In the PUK-area the leader is prominent, but in KDP-areas it is the
dynasty, which is portrayed in the pictures of the three of party leaders
that are hung in every single party and government office. It is
disappointing and alarming to see that oppressed Kurds depict their
oppressor's method - Saddam's former regime. The party leaders must have
the ability to see the tomorrow and not only today. They must ask
themselves, "Where are the billions of pictures of Saddam, which were on
walls just over a year ago?" In turn they should also ask themselves,
"Where is Saddam's dynasty?"
The KDP Politburo members have been mostly nominated to their posts through
kinship, nepotism and favouritism. Hence the total absence of courage since
no one dares questioning the family rule. Therefore, there is no
possibility of political change from within. One of the present politburo
members told me frankly, "the KDP is the party of Aghas, including
mercenaries, but if I oppose this policy, either I am dead or I have to
leave Kurdistan definitely."
Changes are inevitable
The 1991 upheaval was highly contagious; it spread soon to all parts of
South Kurdistan. In a similar vain to this, let us hope that the looming
and widely anticipated changes within the PUK will also precipitate change
within the KDP politburo. However, if changes do occur, we have to also be
careful that we are not be fooled by the application of cosmetic changes.
No doubt, the population of Hewler and Badinan are longing for democratic
changes, a civilized administration and a real parliament.[5] We hope that
the KDP leadership will have the wisdom and courage for real radical
changes, before it is too late. They must understand that aesthetic changes
are no substitute for letting the civil society breath normally and liberally.
The PUK and the KDP cannot isolate themselves from the advocated positive
changes in the region and around the world, which includes the promotion of
multinational democracies, local democracy, civil society, respect for
human rights, freedom of expression and the independence of the media,
transparency, political accountability and pluralism.

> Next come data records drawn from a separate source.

PR #1866, opened 2017-09-30
Remove exception for static variables in identifier_name

marcelofabri:
This probably is something that we added on the early days, before the community settles the preferred naming convention for `static` properties. 

From [Swift 3 API Design Guidelines](https://swift.org/documentation/api-design-guidelines/):

> **Follow case conventions**. Names of types and protocols are `UpperCamelCase`. Everything else is `lowerCamelCase`.

### DIFF
--- a/CHANGELOG.md
+++ b/CHANGELOG.md
@@ -2,7 +2,9 @@
 
 ##### Breaking
 
-* None.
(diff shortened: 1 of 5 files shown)


marcelofabri:
Huh, that's weird. I ran `oss-check` locally before submitting this PR and it didn't trigger any violations.

PR #1867, opened 2017-09-30
Introduce queuedFatalError

marcelofabri:
`fatalError` prints the full path of the file, which leaks filesystem information from the machine that built the binary. Now that we release via CocoaPods, this is more critical.


jpsim:
👍. Curious if this has an impact on the binary size.

jpsim:
I'd suggest adding a custom rule to prefer `queuedFatalError` over `fatalError` in this project.

PR #1868, opened 2017-10-01
Fix csv reporter to output records with new lines

atetlaw:
The CSV reporter was outputting all fields separated by commas in 1 long record. This PR changes the reporter to out put the header and each violation as separate records using a new line, that could be imported into a spreadsheet.

This is the expected behaviour for CSV I think


jpsim:
Thanks!

PR #1873, opened 2017-10-01
Add custom rule to enforce using queuedFatalError

marcelofabri:
As suggested by @jpsim in https://github.com/realm/SwiftLint/pull/1867#issuecomment-333413014.

This actually already proved itself valuable as it caught one place that I missed!

### DIFF
--- a/.swiftlint.yml
+++ b/.swiftlint.yml
@@ -51,3 +51,11 @@ custom_rules:
     message: Rule IDs must be all lowercase, snake case and not end with `rule`
     regex: identifier:\s*("\w+_rule"|"\S*[^a-z_]\S*")
     severity: error
+  fatal_error:
+    name: Fatal Error
+    excluded: "Tests/*"
+    message: Prefer using `queuedFatalError` over `fatalError` to avoid leaking compiler host machine paths.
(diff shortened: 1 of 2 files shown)


.swiftlint.yml
```diff
@@ -51,3 +51,11 @@ custom_rules:
     message: Rule IDs must be all lowercase, snake case and not end with `rule`
     regex: identifier:\s*("\w+_rule"|"\S*[^a-z_]\S*")
     severity: error
+  fatal_error:
+    name: Fatal Error
+    excluded: "Tests/*"
+    message: Prefer using `queuedFatalError` over `fatalError`
```
jpsim: Worth explaining why.

> Prefer using `queuedFatalError` over `fatalError` to avoid leaking compiler host machine paths.

.swiftlint.yml
```diff
@@ -51,3 +51,11 @@ custom_rules:
...
+    regex: fatalError
```
jpsim: Shouldn't this be `'\bfatalError\b'`? Otherwise `someotherfatalError(...)` would trigger?

Issue #1435, opened 2017-04-14
Expand (or duplicate) closure end indentation rule for other cases


keith:
Currently the `closure_end_indentation` rule is really awesome for cases like this:

```swift
foo
    .bar {
    } // this is enforced
```

I think it might be nice to spread this to other identifiers, such as this:

```swift
foo(
    bar
) // this should be enforced to be here
```

And also arrays:

```swift
let foo = [
    1, 2, 3,
] // this has to be here
```

etc.

Thoughts?

ZevEisenberg:
Probably worth duping as a Radar, since it's kind of ridiculous that these aren't the Xcode defaults, IMHO.

jpsim:
Has anyone filed a radar or a swift bug for this?

PR #1875, opened 2017-10-02
Add literal_expression_end_indentation opt-in rule

marcelofabri:
Partially implements #1435.

This is opt-in to be consistent to `closure_end_indentation`. I also expect lots of existing violations in `oss-check`.

I didn't implement the check for function calls because Xcode (9 at least) formats it as expected:

```swift
foo(
    bar
) // this should be enforced to be here
```

Also, I think this rule shouldn't actually validate that the end is on a new line.

PS: I've named it `literal_expression_end_indentation` and not `collection_literal_end_indentation` because we'll have `source.lang.swift.expr.tuple` [soon](https://github.com/apple/swift/pull/12089) and this rule could also support it.

### DIFF
--- a/.swiftlint.yml
+++ b/.swiftlint.yml
@@ -27,6 +27,7 @@ opt_in_rules:
   - extension_access_modifier
   - pattern_matching_keywords
   - array_init
+  - literal_expression_end_indentation
 
 file_header:
   required_pattern: |
--- a/CHANGELOG.md
+++ b/CHANGELOG.md
@@ -48,6 +48,12 @@
   [Marcelo Fabri](https://github.com/marcelofabri)
   [#1870](https://github.com/realm/SwiftLint/issues/1870)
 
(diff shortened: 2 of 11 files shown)


jpsim:
Nice 👍

jpsim:
Is this marked as opt-in because there are lots of violations in OSSCheck? If so, I suggest we enable it by default. If it's opt-in for other reasons (e.g. is prone to false positives) then fine, but that doesn't appear to be the case.

marcelofabri:
I'd say it's opt-in to be consistent with `closure_end_indentation` and because since this goes against Xcode's default behavior, I'm not sure this style is something that everyone agrees on.

SDGGiesbrecht:
> since this goes against Xcode's default behavior

I use Xcode’s re‐indent (⌃I) a lot and would prefer the default not be to have it and SwiftLint fighting back and forth all the time.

The concept of the "Vanguard party", which was promoted in Iraq by the
Arab
Baath Socialist Party and was a depiction of the former socialist bloc, has
been embodied in both the PUK and KDP. One manifestation is that both
parties have governments and no one is prepared to take the challenge of an
election and accept defeat if it comes their way. Both sides would simply
have too much too lose and potentially not much to gain in such an
electoral maneuver.
The changes are inevitable, but it would be more productive if the party
members work within their organizations for long-due changes. The Kurdish
society is certainly weary of current political structure. The daily gossip
and talk are all about party corruptions, thefts and nepotism. Expecting a
rebellion within the public is not a far-fetched reality. However, such a
rebellion would harm the Kurdish cause, and may result in offering a golden
occasion for regional military interferences and re-imposing of rule from
Baghdad once again.
There are fundamental problems in the party and government structure that
the PUK and KDP leaderships must not trivialize. These proposals are the
prelude to the beginning of the end of an era. They must not be reduced
down to aesthetic amendments, as the changes in the PUK would influence the
KDP.
The historical test is for the people of Kurdistan. After much sacrifice
and enormous suffering, the people will no longer accept that party leaders
sign agreements with Baghdad without their consultation. The people shall
not tolerate a despotic rule fuelled by corruption and manipulation.
Footnotes:
1. Hawlati, Kurdish weekly, issue196 , 20 October2004 . See also issue197 ,
27 October2004 , and issue198 , 03 November2004 .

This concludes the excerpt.